*** Opening Source information ***
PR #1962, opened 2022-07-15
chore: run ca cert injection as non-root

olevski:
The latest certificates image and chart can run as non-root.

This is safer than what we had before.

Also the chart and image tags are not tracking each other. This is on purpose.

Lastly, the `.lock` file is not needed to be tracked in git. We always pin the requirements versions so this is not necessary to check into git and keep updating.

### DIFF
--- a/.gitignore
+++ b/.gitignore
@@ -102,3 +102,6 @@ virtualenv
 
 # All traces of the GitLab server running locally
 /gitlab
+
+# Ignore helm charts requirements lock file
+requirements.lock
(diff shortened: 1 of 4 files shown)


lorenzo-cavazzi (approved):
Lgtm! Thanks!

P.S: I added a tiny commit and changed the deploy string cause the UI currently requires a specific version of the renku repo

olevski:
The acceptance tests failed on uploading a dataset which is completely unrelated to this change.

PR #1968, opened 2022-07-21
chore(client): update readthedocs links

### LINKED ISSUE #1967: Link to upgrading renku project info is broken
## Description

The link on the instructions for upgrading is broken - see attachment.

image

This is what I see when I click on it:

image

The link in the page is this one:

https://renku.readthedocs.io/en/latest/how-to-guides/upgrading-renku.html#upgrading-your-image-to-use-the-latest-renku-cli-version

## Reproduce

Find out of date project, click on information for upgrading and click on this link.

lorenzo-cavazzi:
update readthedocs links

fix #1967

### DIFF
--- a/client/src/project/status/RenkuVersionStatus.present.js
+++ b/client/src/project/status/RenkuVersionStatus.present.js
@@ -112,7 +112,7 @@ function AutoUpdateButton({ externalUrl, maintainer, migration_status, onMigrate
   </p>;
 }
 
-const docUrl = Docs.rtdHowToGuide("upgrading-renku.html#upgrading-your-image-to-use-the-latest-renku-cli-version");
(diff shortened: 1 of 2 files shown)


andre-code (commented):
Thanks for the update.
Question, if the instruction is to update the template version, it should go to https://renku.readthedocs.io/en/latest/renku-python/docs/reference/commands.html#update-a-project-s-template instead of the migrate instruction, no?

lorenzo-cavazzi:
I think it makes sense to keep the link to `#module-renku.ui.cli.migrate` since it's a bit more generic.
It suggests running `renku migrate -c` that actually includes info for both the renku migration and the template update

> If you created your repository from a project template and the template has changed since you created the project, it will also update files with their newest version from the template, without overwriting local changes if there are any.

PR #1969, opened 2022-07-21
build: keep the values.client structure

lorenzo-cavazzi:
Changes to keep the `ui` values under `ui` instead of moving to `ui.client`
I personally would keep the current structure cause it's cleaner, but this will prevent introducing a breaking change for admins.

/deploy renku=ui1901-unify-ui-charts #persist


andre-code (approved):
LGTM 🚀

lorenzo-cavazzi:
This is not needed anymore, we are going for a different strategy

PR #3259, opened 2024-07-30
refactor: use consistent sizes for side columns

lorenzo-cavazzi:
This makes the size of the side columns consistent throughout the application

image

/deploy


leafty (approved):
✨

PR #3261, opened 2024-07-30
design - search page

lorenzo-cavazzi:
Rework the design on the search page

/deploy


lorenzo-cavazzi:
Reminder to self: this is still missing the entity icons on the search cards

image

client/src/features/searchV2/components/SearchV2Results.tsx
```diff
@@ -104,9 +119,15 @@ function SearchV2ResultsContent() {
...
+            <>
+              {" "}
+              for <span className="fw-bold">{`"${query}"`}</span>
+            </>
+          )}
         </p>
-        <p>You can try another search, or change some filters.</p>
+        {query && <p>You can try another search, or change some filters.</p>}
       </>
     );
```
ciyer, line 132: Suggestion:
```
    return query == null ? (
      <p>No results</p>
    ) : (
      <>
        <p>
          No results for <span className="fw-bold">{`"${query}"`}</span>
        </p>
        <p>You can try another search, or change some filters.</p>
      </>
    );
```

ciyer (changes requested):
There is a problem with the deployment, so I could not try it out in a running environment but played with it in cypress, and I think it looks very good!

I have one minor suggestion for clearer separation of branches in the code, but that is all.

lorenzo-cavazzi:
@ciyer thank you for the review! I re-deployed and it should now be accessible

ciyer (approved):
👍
*** Closing Source information ***
• Task prompt: Transcribe the records above in full, exactly as they stand.

• Solution:
PR #1962, opened 2022-07-15
chore: run ca cert injection as non-root

olevski:
The latest certificates image and chart can run as non-root.

This is safer than what we had before.

Also the chart and image tags are not tracking each other. This is on purpose.

Lastly, the `.lock` file is not needed to be tracked in git. We always pin the requirements versions so this is not necessary to check into git and keep updating.

### DIFF
--- a/.gitignore
+++ b/.gitignore
@@ -102,3 +102,6 @@ virtualenv
 
 # All traces of the GitLab server running locally
 /gitlab
+
+# Ignore helm charts requirements lock file
+requirements.lock
(diff shortened: 1 of 4 files shown)


lorenzo-cavazzi (approved):
Lgtm! Thanks!

P.S: I added a tiny commit and changed the deploy string cause the UI currently requires a specific version of the renku repo

olevski:
The acceptance tests failed on uploading a dataset which is completely unrelated to this change.

PR #1968, opened 2022-07-21
chore(client): update readthedocs links

### LINKED ISSUE #1967: Link to upgrading renku project info is broken
## Description

The link on the instructions for upgrading is broken - see attachment.

image

This is what I see when I click on it:

image

The link in the page is this one:

https://renku.readthedocs.io/en/latest/how-to-guides/upgrading-renku.html#upgrading-your-image-to-use-the-latest-renku-cli-version

## Reproduce

Find out of date project, click on information for upgrading and click on this link.

lorenzo-cavazzi:
update readthedocs links

fix #1967

### DIFF
--- a/client/src/project/status/RenkuVersionStatus.present.js
+++ b/client/src/project/status/RenkuVersionStatus.present.js
@@ -112,7 +112,7 @@ function AutoUpdateButton({ externalUrl, maintainer, migration_status, onMigrate
   </p>;
 }
 
-const docUrl = Docs.rtdHowToGuide("upgrading-renku.html#upgrading-your-image-to-use-the-latest-renku-cli-version");
(diff shortened: 1 of 2 files shown)


andre-code (commented):
Thanks for the update.
Question, if the instruction is to update the template version, it should go to https://renku.readthedocs.io/en/latest/renku-python/docs/reference/commands.html#update-a-project-s-template instead of the migrate instruction, no?

lorenzo-cavazzi:
I think it makes sense to keep the link to `#module-renku.ui.cli.migrate` since it's a bit more generic.
It suggests running `renku migrate -c` that actually includes info for both the renku migration and the template update

> If you created your repository from a project template and the template has changed since you created the project, it will also update files with their newest version from the template, without overwriting local changes if there are any.

PR #1969, opened 2022-07-21
build: keep the values.client structure

lorenzo-cavazzi:
Changes to keep the `ui` values under `ui` instead of moving to `ui.client`
I personally would keep the current structure cause it's cleaner, but this will prevent introducing a breaking change for admins.

/deploy renku=ui1901-unify-ui-charts #persist


andre-code (approved):
LGTM 🚀

lorenzo-cavazzi:
This is not needed anymore, we are going for a different strategy

PR #3259, opened 2024-07-30
refactor: use consistent sizes for side columns

lorenzo-cavazzi:
This makes the size of the side columns consistent throughout the application

image

/deploy


leafty (approved):
✨

PR #3261, opened 2024-07-30
design - search page

lorenzo-cavazzi:
Rework the design on the search page

/deploy


lorenzo-cavazzi:
Reminder to self: this is still missing the entity icons on the search cards

image

client/src/features/searchV2/components/SearchV2Results.tsx
```diff
@@ -104,9 +119,15 @@ function SearchV2ResultsContent() {
...
+            <>
+              {" "}
+              for <span className="fw-bold">{`"${query}"`}</span>
+            </>
+          )}
         </p>
-        <p>You can try another search, or change some filters.</p>
+        {query && <p>You can try another search, or change some filters.</p>}
       </>
     );
```
ciyer, line 132: Suggestion:
```
    return query == null ? (
      <p>No results</p>
    ) : (
      <>
        <p>
          No results for <span className="fw-bold">{`"${query}"`}</span>
        </p>
        <p>You can try another search, or change some filters.</p>
      </>
    );
```

ciyer (changes requested):
There is a problem with the deployment, so I could not try it out in a running environment but played with it in cypress, and I think it looks very good!

I have one minor suggestion for clearer separation of branches in the code, but that is all.

lorenzo-cavazzi:
@ciyer thank you for the review! I re-deployed and it should now be accessible

ciyer (approved):
👍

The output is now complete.